Il y a des misères sur la terre qui saisissent le coeur; il manque à quelques-uns jusqu'aux aliments; ils redoutent l'hiver, ils appréhendent de vivre. L'on mange ailleurs des fruits précoces; l'on force la terre et les saisons pour fournir à sa délicatesse; de simples bourgeois, seulement à cause qu'ils étaient riches, ont eu l'audace d'avaler en un seul morceau la nourriture de cent familles. Tienne qui voudra contre de si grandes extrémités: je ne veux être, si je le puis, ni malheureux ni heureux; je me jette et me réfugie dans la médiocrité.
48 (V)
On sait que les pauvres sont chagrins de ce que tout leur manque, et que personne ne les soulage; mais s'il est vrai que les riches soient colères, c'est de ce que la moindre chose puisse leur manquer, ou que quelqu'un veuille leur résister.
49 (VII)
Celui-là est riche, qui reçoit plus qu'il ne consume; celui-là est pauvre, dont la dépense excède la recette.
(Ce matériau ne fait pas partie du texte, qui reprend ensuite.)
PR #863, opened 2019-05-06
MH-13512 Improve URL signing performance

staubesv:
The performance of URL signing is critical for External API request that retrieve publications of events where each URI of each published elements needs to be signed.

The current implementation does a brute force comparison of the URL to be signed vs. the URL prefixes that can be signed. This is not only because of the algorithm that is in O(n) but it also seems that the functional implementation requires some high-overhead transformations of data structures.

The goal of this task is to use a O(log(n)) algorithm and avoid expensive transformations of data structures.

The performance of URL signing is critical for External API request that retrieve publications of events where each URI of each published elements needs to be signed.

The current implementation does a brute force comparison of the URL to be signed vs. the URL prefixes that can be signed. This is not only because of the algorithm that is in O\(n) but it also seems that the functional implementation requires some high-overhead transformations of data structures.

The goal of this task is to use a O(log\(n)) algorithm and avoid expensive transformations of data structures.

Benchmark:
GET /api/events/{event_id}?withpublications=true&sign=true for a event with approx. 40 URLs to be signed takes approx. 40ms with the current code and 30ms with this optimization, whereas approx. 20ms are required without URL signing. So the overhead of enabling URL signing is cut in half.

Open questions:
- This code will not work with prefixes that are equal except of lowercase vs. uppercase differences.

### DIFF
--- a/modules/urlsigning-service-impl/src/main/java/org/opencastproject/security/urlsigning/provider/impl/AbstractUrlSigningProvider.java
+++ b/modules/urlsigning-service-impl/src/main/java/org/opencastproject/security/urlsigning/provider/impl/AbstractUrlSigningProvider.java
@@ -20,6 +20,7 @@
  */
 package org.opencastproject.security.urlsigning.provider.impl;
 
+import org.opencastproject.security.api.Organization;
 import org.opencastproject.security.api.SecurityService;
 import org.opencastproject.security.urlsigning.exception.UrlSigningException;
 import org.opencastproject.security.urlsigning.provider.UrlSigningProvider;
@@ -47,18 +48,17 @@ import java.util.HashMap;
 import java.util.List;
 import java.util.Map;
 import java.util.Objects;
-import java.util.Optional;
 import java.util.Set;
-import java.util.stream.Collectors;
+import java.util.TreeMap;
 
 public abstract class AbstractUrlSigningProvider implements UrlSigningProvider, ManagedService {
-  /** The prefix for key entry configuration keys */
-  public static final String KEY_ENTRY_PREFIX = "key";
-  /** The postfix in the configuration file to define the encryption key. */
+  /** The prefix for key configuration keys */
+  public static final String KEY_PROPERTY_PREFIX = "key";
+  /** The attribute name in the configuration file to define the encryption key. */
   public static final String SECRET = "secret";
-  /** The postfix in the configuration file to define the matching url. */
+  /** The attribute name in the configuration file to define the matching url. */
   public static final String URL = "url";
-  /** The postfix in the configuration file to define the organization owning the key. */
+  /** The attribute name in the configuration file to define the organization owning the key. */
   public static final String ORGANIZATION = "organization";
 
   /** Value indicating that the key can be used by any organization */
@@ -78,16 +78,24 @@ public abstract class AbstractUrlSigningProvider implements UrlSigningProvider, 
   public abstract Logger getLogger();
 
   /**
-   * A class to contain the necessary key entries for url signing.
+   * A class representing a URL signing key.
    */
-  private static class KeyEntry {
-    private String key = null;
-    private String url = null;
-    private String organization = ANY_ORGANIZATION;
+  private static class Key {
+    private String id = null;
+    private String secret = null;
+    private String organizationId = ANY_ORGANIZATION;
+
+    Key(String id) {
+      this.id = id;
+    }
+
+    boolean supports(String organizationId) {
+      return this.organizationId.equals(ANY_ORGANIZATION) || this.organizationId.equals(organizationId);
+    }
   }
 
-  /** The map to contain the list of keys, their ids and the urls they match. */
-  private Map<String, KeyEntry> keys = new HashMap<>();
+  /** A mapping of URL prefixes to keys used to lookup keys for a given URL. */
+  private TreeMap<String, Key> urls = new TreeMap<>();
 
   /**
    * @param securityService
@@ -101,24 +109,34 @@ public abstract class AbstractUrlSigningProvider implements UrlSigningProvider, 
    * @return The current set of url beginnings this signing provider is looking for.
    */
   public Set<String> getUris() {
-    return keys.values().stream()
-            .map(keyEntry -> keyEntry.url)
-            .collect(Collectors.collectingAndThen(
-                    Collectors.toSet(),
-                    Collections::unmodifiableSet));
+    return Collections.unmodifiableSet(urls.keySet());
   }
 
   /**
-   * If available get a {@link KeyEntry} if there is a matching Url matcher.
+   * Get{@link Key} for a given URL.
+   * This method supports multi-tenancy in means of only returning keys that can be used by the current
+   * organization. In case the current organization cannot be determined, no key will be returned. 
    *
    * @param baseUrl
-   *          The url to check against the possible matchers.
-   * @return The {@link KeyEntry} if it is available.
+   *          The URL that needs to be signed.
+   * @return The {@link Key} if it is available.
    */
-  private Optional<Map.Entry<String, KeyEntry>> getKeyEntry(String baseUrl) {
-    return keys.entrySet().stream()
-            .filter(entry -> baseUrl.startsWith(entry.getValue().url))
-            .findAny();
+  private Key getKey(String baseUrl) {
+    /* Optimization: Use TreeMap.floorEntry that can retrieve the greatest URL equal to or greater than 'baseUrl'
+       in O(log(n)). As we are trying to find an URL that is a prefix of 'baseUrl', candidate.getKey() either is
+       that URL (needs to be checked!) or there is no such URL. */
+    Map.Entry<String, Key> candidate = urls.floorEntry(baseUrl);
+    if (candidate != null && baseUrl.startsWith(candidate.getKey())) {
+      Key key = candidate.getValue();
+
+      // Don't accept URLs without an organization context
+      // (for example from the ServiceRegistry JobProducerHeartbeat)
+      Organization organization = securityService.getOrganization();
+      if (organization != null && key.supports(organization.getId())) {
+        return key;
+      }
+    }
+    return null;
   }
 
   @Override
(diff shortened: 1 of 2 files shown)


modules/urlsigning-service-impl/src/main/java/org/opencastproject/security/urlsigning/provider/impl/AbstractUrlSigningProvider.java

Tel, avec deux millions de rente, peut être pauvre chaque année de cinq cent mille livres.
Il n'y a rien qui se soutienne plus longtemps qu'une médiocre fortune; il n'y a rien dont on voie mieux la fin que d'une grande fortune.
L'occasion prochaine de la pauvreté, c'est de grandes richesses.
S'il est vrai que l'on soit riche de tout ce dont on n'a pas besoin, un homme fort riche, c'est un homme qui est sage.
S'il est vrai que l'on soit pauvre par toutes les choses que l'on désire, l'ambitieux et l'avare languissent dans une extrême pauvreté.